<<<<

PR #633, opened 2022-06-17
Use new cholesky pivot syntax in v1.8

### LINKED ISSUE #477: upcoming changes to `cholesky` in base

sethaxen:
Fixes #477 by adopting a similar approach as #434, except that it uses a type union to still support the old syntax. This will need to be removed for future Julia versions when the deprecated syntax is removed.

### DIFF
--- a/Project.toml
+++ b/Project.toml
@@ -1,6 +1,6 @@
 name = "ChainRules"
 uuid = "082447d4-558c-5d27-93f4-14fc19e9eca2"
-version = "1.35.3"
+version = "1.35.4"
 
 [deps]
 ChainRulesCore = "d360d2e6-b24c-11e9-a2a3-2a2ae2dbcce4"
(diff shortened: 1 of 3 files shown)


devmotion (approved):
This looks good to me. Mainly a version bump seems to be missing?

I think this would fix some downstream issues in Zygote on newer Julia versions. These issues popped up also in downstream packages such as https://github.com/JuliaGaussianProcesses/ApproximateGPs.jl/issues/135. I assume this PR might fix them since one issue seems to be that currently the rules for `cholesky` in ChainRules are not picked up (see e.g. https://github.com/FluxML/Zygote.jl/runs/7124557589?check_suite_focus=true#step:6:1540).

oschulz:
Closes #647

oschulz:
Should also fix current Zygote failure on `cholesky(::PDiagMat)` in Julia v1.8.

PR #637, opened 2022-06-23
add remaining `@nograd` from Zygote

### LINKED ISSUE #635: Implement the existing Zygote `@nograd` as `@non_differentiable`
Base:
- [x] ones
- [x] zeros
- [ ] Base.OneTo
- [ ] Colon()
- [x] one
- [x] zero
- [ ] sizehint!
- [x] count
- [ ] Base.Channel
- [ ] Base.typeintersect
- [ ] floor
- [ ] ceil
- [ ] trunc
- [ ] round
- [x] div
- [ ] eps
- [ ] Base.eval
- [x] Symbol

Core
- [x] Core.TypeVar
- [x] Core.UnionAll

Distributed
- [ ] subtypes(Distributed.AbstractWorkerPool)

mzgubic:
Closes #635 

Also removes `floor`, `ceil`, and `round` non-diff from [previous PR](#636). I overlooked that we already have

```julia
# rouding related,
# we use `zero` rather than `ZeroTangent()` for scalar, and avoids issues with map etc
@scalar_rule round(x) zero(x)
@scalar_rule floor(x) zero(x)
@scalar_rule ceil(x) zero(x)
```
which looks like there is a reason we don't use `@non_differentiable`, though it isn't clear to me why.

### DIFF
--- a/Project.toml
+++ b/Project.toml
@@ -1,10 +1,11 @@
 name = "ChainRules"
 uuid = "082447d4-558c-5d27-93f4-14fc19e9eca2"
-version = "1.36"
+version = "1.37.0"
 
 [deps]
 ChainRulesCore = "d360d2e6-b24c-11e9-a2a3-2a2ae2dbcce4"
 Compat = "34da2185-b29b-5c13-b0c7-acf172513d20"
+Distributed = "8ba89e20-285c-5b6f-9357-94700520ee1b"
 IrrationalConstants = "92d709cd-6900-40b7-9082-c6be49f344b6"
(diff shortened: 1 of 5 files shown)


mcabbott (approved):

mcabbott:
While not strictly related, perhaps this PR could add `LinearAlgebra.isposdef` to close this issue:

https://github.com/FluxML/Zygote.jl/issues/1240#issuecomment-1151202934

oxinabox (approved):
LGTM.
Adding an extra dependency here on a stdlib is no problem.
(adding one for CRC.jl would be a problem)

>>>>

» **What the task asks**:
Once more, print all the records exactly.

» **Result**:
PR #633, opened 2022-06-17
Use new cholesky pivot syntax in v1.8

### LINKED ISSUE #477: upcoming changes to `cholesky` in base

sethaxen:
Fixes #477 by adopting a similar approach as #434, except that it uses a type union to still support the old syntax. This will need to be removed for future Julia versions when the deprecated syntax is removed.

### DIFF
--- a/Project.toml
+++ b/Project.toml
@@ -1,6 +1,6 @@
 name = "ChainRules"
 uuid = "082447d4-558c-5d27-93f4-14fc19e9eca2"
-version = "1.35.3"
+version = "1.35.4"
 
 [deps]
 ChainRulesCore = "d360d2e6-b24c-11e9-a2a3-2a2ae2dbcce4"
(diff shortened: 1 of 3 files shown)


devmotion (approved):
This looks good to me. Mainly a version bump seems to be missing?

I think this would fix some downstream issues in Zygote on newer Julia versions. These issues popped up also in downstream packages such as https://github.com/JuliaGaussianProcesses/ApproximateGPs.jl/issues/135. I assume this PR might fix them since one issue seems to be that currently the rules for `cholesky` in ChainRules are not picked up (see e.g. https://github.com/FluxML/Zygote.jl/runs/7124557589?check_suite_focus=true#step:6:1540).

oschulz:
Closes #647

oschulz:
Should also fix current Zygote failure on `cholesky(::PDiagMat)` in Julia v1.8.

PR #637, opened 2022-06-23
add remaining `@nograd` from Zygote

### LINKED ISSUE #635: Implement the existing Zygote `@nograd` as `@non_differentiable`
Base:
- [x] ones
- [x] zeros
- [ ] Base.OneTo
- [ ] Colon()
- [x] one
- [x] zero
- [ ] sizehint!
- [x] count
- [ ] Base.Channel
- [ ] Base.typeintersect
- [ ] floor
- [ ] ceil
- [ ] trunc
- [ ] round
- [x] div
- [ ] eps
- [ ] Base.eval
- [x] Symbol

Core
- [x] Core.TypeVar
- [x] Core.UnionAll

Distributed
- [ ] subtypes(Distributed.AbstractWorkerPool)

mzgubic:
Closes #635 

Also removes `floor`, `ceil`, and `round` non-diff from [previous PR](#636). I overlooked that we already have

```julia
# rouding related,
# we use `zero` rather than `ZeroTangent()` for scalar, and avoids issues with map etc
@scalar_rule round(x) zero(x)
@scalar_rule floor(x) zero(x)
@scalar_rule ceil(x) zero(x)
```
which looks like there is a reason we don't use `@non_differentiable`, though it isn't clear to me why.

### DIFF
--- a/Project.toml
+++ b/Project.toml
@@ -1,10 +1,11 @@
 name = "ChainRules"
 uuid = "082447d4-558c-5d27-93f4-14fc19e9eca2"
-version = "1.36"
+version = "1.37.0"
 
 [deps]
 ChainRulesCore = "d360d2e6-b24c-11e9-a2a3-2a2ae2dbcce4"
 Compat = "34da2185-b29b-5c13-b0c7-acf172513d20"
+Distributed = "8ba89e20-285c-5b6f-9357-94700520ee1b"
 IrrationalConstants = "92d709cd-6900-40b7-9082-c6be49f344b6"
(diff shortened: 1 of 5 files shown)


mcabbott (approved):

mcabbott:
While not strictly related, perhaps this PR could add `LinearAlgebra.isposdef` to close this issue:

https://github.com/FluxML/Zygote.jl/issues/1240#issuecomment-1151202934

oxinabox (approved):
LGTM.
Adding an extra dependency here on a stdlib is no problem.
(adding one for CRC.jl would be a problem)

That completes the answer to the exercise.